[Stored data entries]
PR #1487, opened 2026-06-26
Restart if service lb controller failed to get k8s version

yanjunz97:
If k8s version is failed to get when creating the Service lb controller,
Service lb controller may not be start and result in lb service traffic issue.

We shall restart the nsx operator in this case.

### DIFF
--- a/cmd/main.go
+++ b/cmd/main.go
@@ -253,10 +253,12 @@ func startServiceController(mgr manager.Manager, nsxClient *nsx.Client) {
 			subnetport.NewSubnetPortReconciler(mgr, subnetPortService, subnetService, vpcService, ipAddressAllocationService),
 			pod.NewPodReconciler(mgr, subnetPortService, subnetService, vpcService, nodeService),
 			networkpolicycontroller.NewNetworkPolicyReconciler(mgr, commonService, vpcService),
-			service.NewServiceLbReconciler(mgr, commonService, dnsRecordService),
 			subnetbindingcontroller.NewReconciler(mgr, subnetService, subnetBindingService),
 			subnetipreservationcontroller.NewReconciler(mgr, subnetIPReservationService, subnetService),
 		)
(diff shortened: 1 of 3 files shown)


timdengyun (approved):
LGTM

cmd/main.go
```diff
@@ -253,10 +253,12 @@ func startServiceController(mgr manager.Manager, nsxClient *nsx.Client) {
 			subnetport.NewSubnetPortReconciler(mgr, subnetPortService, subnetService, vpcService, ipAddressAllocationService),
 			pod.NewPodReconciler(mgr, subnetPortService, subnetService, vpcService, nodeService),
 			networkpolicycontroller.NewNetworkPolicyReconciler(mgr, commonService, vpcService),
-			service.NewServiceLbReconciler(mgr, commonService, dnsRecordService),
 			subnetbindingcontroller.NewReconciler(mgr, subnetService, subnetBindingService),
 			subnetipreservationcontroller.NewReconciler(mgr, subnetIPReservationService, subnetService),
 		)
+		if lbReconciler := service.NewServiceLbReconciler(mgr, commonService, dnsRecordService); lbReconciler != nil {
+			reconcilerList = append(reconcilerList, lbReconciler)
+		}
```
TaoZou1, line 261: you skip the service_lb_controller if the isServiceLbStatusIpModeSupported is false, but it sill need to support the dns.
is it the right logic?
should we launch the service_lb_controller with IpModeSupported = false?

yanjunz97: The code change here is just a nil pointer protection. Without the change, service_lb_controller also does not run when IpModeSupported is false. Let me sync with Wenying later to see if we need to add a new mode for service_lb_controller to support DNS feature in 9.2 with lower k8s version. Thanks!

TaoZou1 (approved):

cmd/main.go
yanjunz97: Synced with Wenying, dns feature is added for 9.2. As wcp 9.2 does not compatible with k8s 1.29 and before, so it should be fine to not run dns logic in this scenario.

PR #1499, opened 2026-07-06
[Migration] Implement mixed-mode discovery using explicit Namespace annotations per upstream design

heypnus:
According to the new choreographed Namespace bootstrapping design from the upstream components, both NCP and nsx-operator must now discover active T1 and VPC namespaces using explicit Namespace annotations. To ensure decoupling and avoid obsolete dependencies, this commit completely removes the dependency on the NetworkSettings CRD lookup, replacing it entirely with scanning core Namespace annotations, and removes the legacy NetworkSettingsWatcher and NetworkSettingsStore entirely.

Specifically, this commit:
1. Replaces the legacy NetworkSettings CRD lookup with scanning core Namespace annotations.
2. Cleans up the legacy NetworkSettings CRD watcher, store, and test mock references.
3. Implements a "self-blocking" window during Namespace creation where standard Namespaces that are "bare" (lacking explicit labels or annotations) do not trigger physical Tier-1 router or subnet provisioning.
4. Detects active Tier-1 networking scope when any of the three explicit upstream activation annotations is present on a Namespace:
   - Case 1: 'nsx.vmware.com/t1_default_config: "true"' (Default T1)
   - Case 2: 'vmware-system-shared-t1: "true"' (Shared T1)
   - Case 3: 'ncp/nsx_network_config_crd: <NNC-Name>' (Override T1)
5. Detects active VPC networking scope when the 'nsx.vmware.com/vpc_network_config' annotation is present.

Testing Done:
1. T1 pipeline with id 5895
2. VPC pipeline with id 21028

### DIFF
--- a/pkg/config/mixed_mode.go
+++ b/pkg/config/mixed_mode.go
@@ -303,8 +303,6 @@ func initMixedModeWithClients(ctx context.Context, clientset kubernetes.Interfac
 	// the mutex to avoid holding the lock during potentially many retries.
 	supported, _ := checkPerNamespaceProvidersSupported(ctx, dynClient)
 
-	storedEnableVPCNetwork = enableVPCNetwork
-
 	var t1, vpc bool
 	if supported {
 		log.Info("Per-namespace network providers are supported, scanning namespaces for mixed-mode")
--- a/pkg/config/mixed_mode.go
+++ b/pkg/config/mixed_mode.go
@@ -5,13 +5,16 @@ package config
 
 import (
 	"context"
+	"strings"
 	"sync"
 	"time"
 
+	v1 "k8s.io/api/core/v1"
 	metav1 "k8s.io/apimachinery/pkg/apis/meta/v1"
 	"k8s.io/apimachinery/pkg/apis/meta/v1/unstructured"
 	"k8s.io/apimachinery/pkg/runtime/schema"
 	"k8s.io/client-go/dynamic"
+	"k8s.io/client-go/kubernetes"
 	"k8s.io/client-go/rest"
 	"sigs.k8s.io/controller-runtime/pkg/client"
 	"sigs.k8s.io/controller-runtime/pkg/manager"
@@ -20,8 +23,32 @@ import (
 )
 
 const (
+	VPCNetworkConfigAnnotation     = "nsx.vmware.com/vpc_network_config"
+	T1DefaultConfigAnnotation      = "nsx.vmware.com/t1_default_config"
+	T1VmwareSystemSharedAnnotation = "vmware-system-shared-t1"
+	T1NsxNetworkConfigAnnotation   = "ncp/nsx_network_config_crd"
+
 	capabilitiesName = "supervisor-capabilities"
 )
+
+func hasT1ActivationAnnotation(annotations map[string]string) bool {
+	if val, ok := annotations[T1DefaultConfigAnnotation]; ok {
+		if strings.ToLower(strings.TrimSpace(val)) == "true" {
+			return true
+		}
+	}
+	if val, ok := annotations[T1VmwareSystemSharedAnnotation]; ok {
+		if strings.ToLower(strings.TrimSpace(val)) == "true" {
+			return true
+		}
+	}
+	if val, ok := annotations[T1NsxNetworkConfigAnnotation]; ok {
+		if strings.TrimSpace(val) != "" {
+			return true
+		}
+	}
+	return false
+}
 
 var (
 	capabilitiesGVR = schema.GroupVersionResource{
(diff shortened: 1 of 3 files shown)


pkg/config/mixed_mode.go
```diff
@@ -220,84 +256,89 @@ func currentNamespaceRefreshReader() client.Reader {
...
+	log.Info("Mixed-mode state initialized", "hasT1Namespaces", t1, "hasVPCNamespaces", vpc)
 }
 
-// RefreshMixedModeState re-scans namespaces using the dynamic client stored during
+// RefreshMixedModeState re-scans namespaces using the clientset stored during
 // InitMixedMode and updates the global state. Returns true if the state
 // changed; the caller should then restart the operator so that VPC services
 // and controllers are initialized for the new mode.
 func RefreshMixedModeState(ctx context.Context) bool {
 	stateMu.Lock()
```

§ **Task goal**
The reply is to be one number, the count of lines in the records above that contain "design".

§ **Response area**
2